It’s a Monday afternoon practice for the St. Thomas Tommies, and after a two-day break, the dressing room is buzzing when a young man enters the room with a gear bag over his shoulder. He sits down quietly and starts to dress. Players wonder who is he or what he is doing here, but they go over and introduce themselves. He’s Kazuki Ota, a Japanese native chasing the Canadian dream.
It was a power-skating practice. And the team got to witness Ota’s love for the game. With every fall, he picks himself up off the ice and starts again. Never giving up or quitting, he faces every new challenge head on. With little English, the smile on his face throughout the practice is all the communication that’s needed.
The 22 year old from Sapporo is in Fredericton on a student exchange to help him learn English, but if you ask him why he is “really” here, the answer is much different.
“The real reason I came to St. Thomas wasn’t to study or learn culture; the only reason is to play and learn hockey,” Ota says with a smile.
Sapporo is anything but a hockey hot bed and his love for the game only started four years ago after a field trip to a local rink with a friend. It was love at first sight.

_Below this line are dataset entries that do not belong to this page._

PR #306, opened 2020-04-22
Feature/pla 3508 expose gemd relation searches

asantas93:
# Citrine Python PR

## Description 
Adds numerous searches for GEMD objects based upon their relationships to one another. These searches are still using the collection-style syntax to avoid a major design change such as giving every `DataConcepts` object a `Session` object, e.g. to get a process's output material, you must write

```python
my_project.material_runs.get_by_process(my_process.uids['id'])
```
rather than
```python
my_process.output_material
```
If the latter syntax is desirable, we can add it later and reuse the collection methods added in this PR.

### PR Type:


src/citrine/resources/material_spec.py
```diff
@@ -105,12 +112,43 @@ def filter_by_template(self,
...
-        raw_objects = self.session.cursor_paged_resource(self.session.get_resource,
-                                                         path,
-                                                         per_page=per_page,
-                                                         version="v1")
-        return (self.build(raw) for raw in raw_objects)
+        if per_page is not None:
+            logger.warning('The per_page parameter will be ignored. Please remove it.')
+        return self.list_by_template(uid=template_id, scope=template_scope)
+
+    def list_by_template(self, uid: Union[UUID, str], scope: str = 'id') -> Iterator[MaterialSpec]:
```
asantas93, line 119: These methods are pretty copypasta-y. Unfortunately, our data model isn't quite consistent enough to be able to add a valid `list_by_template` to `ObjectSpecCollection`.

src/citrine/resources/ingredient_run.py
```diff
@@ -119,3 +120,58 @@ class IngredientRunCollection(ObjectRunCollection[IngredientRun]):
...
+            The unique ID of the ingredient spec whose ingredient run usages are to be located.
+        scope
+            The scope of `uid`.
+        Returns
+        -------
+        Iterator[IngredientRun]
+            The ingredient runs using the specified ingredient spec.
+
+        """
+        return self._get_relation('ingredient-specs', uid=uid, scope=scope)
```
dekatzenel, line 140: Maybe use IngredientSpecCollection._collection_key (and similar elsewhere)?

src/citrine/resources/data_concepts.py
```diff
@@ -571,3 +571,45 @@ def delete(self, uid: Union[UUID, str], scope: str = 'id', dry_run: bool = False
...
+        Returns
+        -------
+        Iterator[ResourceType]
+            Objects in this collection which are somehow related to the object with
+            provided uid and scope.
+
+        """
+        params = {}
+        if self.dataset_id is not None:
+            params['dataset_id'] = str(self.dataset_id)
```
dekatzenel, line 606: do we know to use this on the backend?

src/citrine/resources/material_run.py
```diff
@@ -143,10 +150,30 @@ def get_history(self, scope, id) -> Type[MaterialRun]:
...
+        Returns
+        -------
+        MaterialRun
+            The output material of the specified process, or None if no such material exists.
+
+        """
+        return next(
+            self._get_relation(relation='process-runs', uid=uid, scope=scope, per_page=1), None)
+
+    @deprecation.deprecated(details='Use list_by_spec instead.')
```
dekatzenel, line 172: Don't forget to update the citrine-python docs that refer to using this.

src/citrine/resources/material_spec.py
dekatzenel: We could have yet another layer of abstract indirection after ObjectSpec/ObjectSpecCollection IngredientSpec/IngredientSpecCollection doesn't inherit from

src/citrine/resources/measurement_run.py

“I had never skated before, but I watched the hockey then decided to join the hockey team. I really, really love hockey’s speed, so my goal is to be the fastest skater in the world.” When Ota speaks, his broad smile never goes away, like his hockey hero, Alexander Ovechkin.

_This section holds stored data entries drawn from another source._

PR #310, opened 2020-04-23
Add test to codify expected behavior when uids is an empty dict

dekatzenel:
# Citrine Python PR

## Description 
Link replacement is surprisingly forgiving. Codify existing behavior when there is a empty uids dict so that we can decide if it's correct or not

### PR Type:

### DIFF
--- a/.travis.yml
+++ b/.travis.yml
@@ -2,6 +2,8 @@ language: python
 python:
 - '3.5'
 - '3.6'
+- '3.7'
+- '3.8'
 install:
 - pip install -U -r requirements.txt
 - pip install -U -r test_requirements.txt
--- a/docs/source/workflows/data_sources.rst
+++ b/docs/source/workflows/data_sources.rst
@@ -15,15 +15,21 @@ Uploading a new file with the same name will produce a new version of the file w
 The columns in the CSV are extracted and parsed by a mapping of column header names to user-created descriptors.
 Columns in the CSV that are not mapped with a descriptor are ignored.
 
+An optional list of identifiers can be specified.
+Each identifier is a column header name.
+These may overlap with the keys defined in the mapping from column header names to descriptors if a column should be parsed as data and used as an identifier.
+Identifiers should be globally unique.
+No two rows should contain the same value.
+
 Assume that a file data.csv exists with the following contents:
 
 .. code::
 
-    Chemical Formula,Gap,Crystallinity
-    Bi2Te3,0.153,Single crystalline
-    Mg2Ge,0.567,Single crystalline
-    GeTe,0.7,Amorphous
-    Sb2Se3,1.15,Polycrystalline
+    Chemical Formula,Gap,Crystallinity,Sample ID
+    Bi2Te3,0.153,Single crystalline,0
+    Mg2Ge,0.567,Single crystalline,1
+    GeTe,0.7,Amorphous,2
+    Sb2Se3,1.15,Polycrystalline,3
 
 That file could be used as the training data for a predictor as:
 
@@ -44,7 +50,8 @@ That file could be used as the training data for a predictor as:
             "Gap": RealDescriptor("Band gap", lower_bound=0, upper_bound=20, units="eV"),
             "Crystallinity": CategoricalDescriptor("Crystallinity", categories=[
                 "Single crystalline", "Amorphous", "Polycrystalline"])
-        }
+        },
+        identifiers = ["Sample ID"]
     )
 
     predictor = SimpleMLPredictor(
--- a/docs/source/workflows/design_spaces.rst
+++ b/docs/source/workflows/design_spaces.rst
@@ -1,7 +1,7 @@
 Design spaces
 =============
 
-A design space defines a finite or infinite set of materials that can be made.
+A design space defines a set of materials that should be searched over when performing a material design.
 Currently, there are two design spaces:
 
 -  `ProductDesignSpace <#product-design-space>`__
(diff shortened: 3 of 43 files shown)


asantas93:
The behavior I would expect is that you get a client-side exception as soon as you attempt to reference a GEMD object which does not have uids, e.g.

```python
spec = ProcessSpec('foo')
run = ProcessRun('bar', spec=spec)  # throws exception
```

I would expect the same behavior with the gemd version of the models as well, although I don't feel as strongly in that context.

dekatzenel:
> The behavior I would expect is that you get a client-side exception as soon as you attempt to reference a GEMD object which does not have uids, e.g.
> 
> ```python
> spec = ProcessSpec('foo')
> run = ProcessRun('bar', spec=spec)  # throws exception
> ```
> 
> I would expect the same behavior with the gemd version of the models as well, although I don't feel as strongly in that context.

Note: citrine-python adds a CitrineId by default when instantiating an object, so the example above is using GEMD objects, at least for the spec.

That change feels like just enough work to be worth its own ticket, since we'd have to either implement the validation for every link manually or maybe do something clever in LinkOrElse

asantas93:
> Note: citrine-python adds a CitrineId by default when instantiating an object, so the example above is using GEMD objects, at least for the spec.

IMO we should really NOT do this. The user should be forced to specify an external ID to link with manually if they want to use a data object which hasn't yet been written to the backend.

maxhutch:
I'm not sure that I quite grok the test that this PR is adding.

Independently, if we're talking about changing the behavior of client-side links between objects, we should loop in @kroenlein and @EricLundberg

dekatzenel:
> I'm not sure that I quite grok the test that this PR is adding.

It is testing what happens when both type and uids exist, and uids is an empty dict. The answer turns out to be that translation to uid doesn't happen.

maxhutch:
> > I'm not sure that I quite grok the test that this PR is adding.
> 
> It is testing what happens when both type and uids exist, and uids is an empty dict. The answer turns out to be that translation to uid doesn't happen.

Gotcha.  Do we know why `replace_objects_with_links` is being used instead of [substitute_links](https://github.com/CitrineInformatics/gemd-python/blob/master/gemd/util/impl.py#L73) cc @bfolie ?

bfolie:
> Gotcha. Do we know why `replace_objects_with_links` is being used instead of [substitute_links](https://github.com/CitrineInformatics/gemd-python/blob/master/gemd/util/impl.py#L73) cc @bfolie ?

I don't know. My recollection is that `replace_objects_with_links` was created to deal with some specific parts of serialization in the client, but isn't meant to be used by itself.

dekatzenel:
That change appears to break e2e tests. Example:
```
___________________________________________________________________________ test_empirical_formula ___________________________________________________________________________

template_dataset = <citrine.resources.dataset.Dataset object at 0x7faddf546908>, dataset = <citrine.resources.dataset.Dataset object at 0x7fadb9e68ac8>

    def test_empirical_formula(template_dataset: Dataset, dataset: Dataset):
        proc = ProcessSpec(name='process')
    
        good_tmpl = PropertyTemplate(
            name='good_tmpl',
            bounds=CompositionBounds(components=['Na', 'Cl']),
        )
    
        good_prop_good_tmpl = PropertyAndConditions(
            Property(
                name='good_prop',
                value=EmpiricalFormula(formula='NaCl'),
                template=good_tmpl
            )
        )
    
        bad_tmpl = PropertyTemplate(
            name='bad_tmpl',
            bounds=CompositionBounds(components=['bad', 'tmpl']),
        )
    
        good_prop_bad_tmpl = PropertyAndConditions(
            Property(
                name=bad_tmpl.name,
                value=EmpiricalFormula(formula='NaCl'),
                template=bad_tmpl
            )
        )
    
        bad_prop_good_tmpl = PropertyAndConditions(
            Property(
                name='bad_formula',
                value=EmpiricalFormula(formula='garbage'),
                template=good_tmpl
            )
        )
    
        dataset.process_specs.register(proc)
        template_dataset.property_templates.register(good_tmpl)
        template_dataset.property_templates.register(bad_tmpl)
    
        with pytest.raises(BadRequest) as expt:
            dataset.material_specs.register(MaterialSpec(
                name='fail_bad_formula',
                properties=[bad_prop_good_tmpl],
                process=proc
            ))
>       expt_failure_id("empirical_formula.invalid", expt)

tests/strike-team-data/test_template_validation.py:303: 
_ _ _ _ _ _ _ _ _ _ _ _ _ _ _ _ _ _ _ _ _ _ _ _ _ _ _ _ _ _ _ _ _ _ _ _ _ _ _ _ _ _ _ _ _ _ _ _ _ _ _ _ _ _ _ _ _ _ _ _ _ _ _ _ _ _ _ _ _ _ _ _ _ _ _ _ _ _ _ _ _ _ _ _ _ _ _ 

id = 'empirical_formula.invalid', expt_info = <ExceptionInfo BadRequest tblen=5>

    def expt_failure_id(id, expt_info):
        bad_request: BadRequest = expt_info.value
>       return any(id in f.failure_id for f in bad_request.api_error.validation_errors)
E       AttributeError: 'NoneType' object has no attribute 'validation_errors'

tests/utils/__init__.py:17: AttributeError
----------------------------------------------------------------------------- Captured log call ------------------------------------------------------------------------------
_session.py                118 ERROR    400 POST projects/84fc440a-a152-4cdb-8301-c86cb7797634/datasets/b25423d3-2702-455c-9088-32c5ed80655e/material-specs
_session.py                119 ERROR    The request content was malformed:
Parsed JSON values do not match with class constructor
args=fail_bad_formula,ProcessSpec(process,None,Set(),Set(),None,Uids(Set(CitrineId(183d753d-9eeb-415f-a3ec-a76c4bfaa726))),Set(),None,Set(),None,None),Set(PropertyAndConditions(Property(bad_formula,EmpiricalFormula(garbage),Some(PropertyTemplate(good_tmpl,CompositionBounds(Set(Cl, Na)),Uids(Set(CitrineId(5b9d394a-a23b-4735-9713-c83110ab562c))),None,Set(),None,None)),unknown,Set(),None),Set())),None,Uids(Set(CitrineId(a0bf63ce-1a56-407c-8953-3e7d474d55a6))),Set(),None,Set(),None,None
arg types=java.lang.String,io.citrine.faraday.api.model.objects.ProcessSpec,scala.collection.immutable.Set$Set1,scala.None$,io.citrine.faraday.api.model.Uids,scala.collection.immutable.Set$EmptySet$,scala.None$,scala.collection.immutable.Set$EmptySet$,scala.None$,scala.None$
executable=Executable(Constructor(public io.citrine.faraday.api.model.objects.MaterialSpec(java.lang.String,io.citrine.faraday.api.model.LinkOrElse,scala.collection.immutable.Set,scala.Option,io.citrine.faraday.api.model.Uids,scala.collection.immutable.Set,scala.Option,scala.collection.immutable.Set,scala.Option,scala.Option)))
cause=java.lang.ClassCastException@1c4e99c2
types comparison result=MATCH,io.citrine.faraday.api.model.objects.ProcessSpec(sun.misc.Launcher$AppClassLoader@18b4aac2) !<: io.citrine.faraday.api.model.LinkOrElse(sun.misc.Launcher$AppClassLoader@18b4aac2),MATCH,MATCH,MATCH,MATCH,MATCH,MATCH,MATCH,MATCH

```

maxhutch:
The gemd-python `substitute_links` approach doesn't work because citrine-python overrides `as_dict` in a way that breaks it.  I'm sure we'll need to deal with that at some point, but it is not this day.  Tests pass both in repo and when this version is used with the e2e tests against development.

As the pace of practice picks up, Ota’s lack of experience starts to show but that doesn’t stop him. Every battle for a puck, every pass, every shot on goal: he gives it everything. The players notice right away.
“It’s obvious he loves the game,” says Randy Cameron, a third-year forward. “It takes real courage and guts to come out here and leave it all on the ice. Watching him really motivates me to be a better player.”
Second-year forward Steven Sanza believes his practice was better because of Ota’s presence on the ice.
“His work ethic and passion is contagious, he never gives up on any puck or on any drill. He makes me not only want to improve as a player but as a person too.”
As practice winds down, Ota gets his chance to shine. The puck’s in front of the net with the goalie out of position; it’s calling his name. Before the goalie can get back, Ota slides the puck just inside the post. What happened next will forever be ingrained in the minds of the players on the ice.
Ota’s arms go up in the air in triumph and before he can put his arms back down, his teammates swarm and smother him as if he’s Paul Henderson in the final game of the Summit Series.
After two practices, it’s clear that Ota isn’t quite ready for university hockey, but he didn’t pack up his gear without leaving a lasting impression in the locker room – an impression head coach Troy Ryan noticed early.
“It’s still just a game,” says Ryan. “Sometimes our players take it for granted. When you see a guy like Ota who just loves to play, it puts things in perspective and rubs off positively on the players.”
So what’s the next chapter in Ota’s hockey story? One thing is certain: it isn’t over. He travelled all this way to learn the Canadian game.
“I am very sad that I won’t be playing, but I will keep training on and off the ice and learning the game and wait for my next chance to play hockey.”
Chris Morehouse is a forward with the St. Thomas Tommies hockey team.